Martinus Wessel Pretorius, Andrew Murray statues vandalised

The statues of the former colonial era leaders have been defaced with paint.

Martinus Wessel Pretorius statue has been vandalised. Picture: Mia Lindeque/EWN

JOHANNESBURG - A statue of Martinus Wessel Pretorius has just been vandalised less than an hour ago in front of Tshwane City Hall.

This is the latest in a series of colonial statues to be vandalised.

The statue of Martinus Wessel Pretorius has been painted with dark red-brownish paint but no one has yet claimed responsibility for the latest vandalism.

The statue stands outside the Tshwane City Hall in Pretorius street.

Pretorius was the first president of the South African Republic and compiled the constitution of the republic.

Meanwhile, the Economic Freedom Fighters (EFF)'s Tshwane branch is protesting at Church Square where the Paul Kruger sculpture is encircled by barbed wire.

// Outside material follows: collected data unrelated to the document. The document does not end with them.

PR #431, opened 2019-03-15
Fixed batch check

dolgopolovwork:
### Description of the Change
There was an additional `CreateAccount` command in `IrohaAccountRegistrator.register()` that could fail legally. But it's not the case anymore, so `isAccountCreationBatchSuccessful` must be fixed. Now it just checks if ALL commands in a batch are successful.

### DIFF
--- a/notary-commons/src/main/kotlin/com/d3/commons/registration/IrohaAccountRegistrator.kt
+++ b/notary-commons/src/main/kotlin/com/d3/commons/registration/IrohaAccountRegistrator.kt
@@ -116,18 +116,15 @@ open class IrohaAccountRegistrator(
     }
 
     /**
-     * Checks if account creation batch successful
+     * Checks if account creation batch is successful
      * @param transactionsResult - map of processed transactions and the indicator if it was successful
-     * @return 'true' if all [transactionsResult] (except for first transaction, we can ignore it) are successful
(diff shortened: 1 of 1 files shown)


notary-commons/src/main/kotlin/com/d3/commons/registration/IrohaAccountRegistrator.kt
```diff
@@ -116,18 +116,15 @@ open class IrohaAccountRegistrator(
...
     protected open fun isAccountCreationBatchSuccessful(
         transactionsResult: Map<String, Boolean>
     ): Boolean {
-        val count = transactionsResult.count { it.value }
-        return if (!transactionsResult.values.first()) {
-            count == transactionsResult.size - 1
-        } else
-            count == transactionsResult.size
+        val successfulCommands = transactionsResult.count { it.value }
+        return successfulCommands == transactionsResult.size
```
Mingela: how about `return transactionsResult.values.all { it }`

Mingela: 1 more point: let's move to `ATOMIC BATCH`?

dolgopolovwork: It's a good point

PR #576, opened 2019-10-12
Remove functionality related to loading/activating locales

tricoder42:
# Motivation

Setting locale is a one-time action either done automatically or manually by user when automatic detection fails. It's rarely required to switch locale afterwards. Therefore it's not a problem to reload page completely on locale change. Considerable amount of code can be saved by removing code related to message loading and locale activating.

# Checklist

- [x] Remove functionality related to loading/activating locales
- [x] Update Node.js example
- [ ] Add function to detect and override user's locale
- [ ] Update React example


tricoder42:
Deadend ☠️

PR #585, opened 2019-11-08
Fix issues with Flow type checking

d4wei:
Currently, `Flow` isn't actually checking any type imported from `core` due to its root-level `index.js` file missing a `@flow` header. Fixing this revealed a few more errors which I also included fixes for in this branch.

Not all tests are passing in this branch; however all failing tests also fail on `master`, so I'm just ignoring them for now.

### DIFF
--- a/packages/core/index.js
+++ b/packages/core/index.js
@@ -1,1 +1,2 @@
+// @flow
 export * from "./src"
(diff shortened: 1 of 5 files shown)


tricoder42:
Looks good to me! Thank you!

They have set alight the old national flag at a protest demanding a statue be removed from the area.

EFF leaders have accused the ANC of protecting Afrikaners by refusing to remove the colonial sculpture.

Earlier this week the Cecil John Rhodes statue was removed from the University of Cape Town after a month of protests and debates.

A large crowd of supporters have gathered here at Church Square where the old national flag was set alight while cheers echoed through the streets.

EFF Deputy Chairperson in Tshwane Moafrika Mabongwana says the statue will be removed by tomorrow but stopped short of clarifying whether his members will destroy it.

"We want the statue removed. That is our call as the EFF. Who removes it is not our problem."

Police have erected barbed wire around the statue and are keeping a close eye on protesters.

Meanwhile, a statue of author and reverend Andrew Murray in Wellington in the Western Cape has become another monument to be defaced amid growing calls for the removal of colonial and apartheid era statues.

Yesterday, a statue of Queen Victoria in Port Elizabeth was smeared with green paint.

Authorities in Wellington say the statue of Andrew Murray was splashed with red paint early this morning.

Drakenstein municipality spokesperson Mart-Marie Haasbroek.

"The Andrew Murray statue in Wellington was a symbol of religious heritage in South Africa. The symbol represents reconciliation, peace and love for fellow South Africans and is now being attacked by people's ignorance. Drankenstein Mayor Gesie van Deventer condemns this action strongly."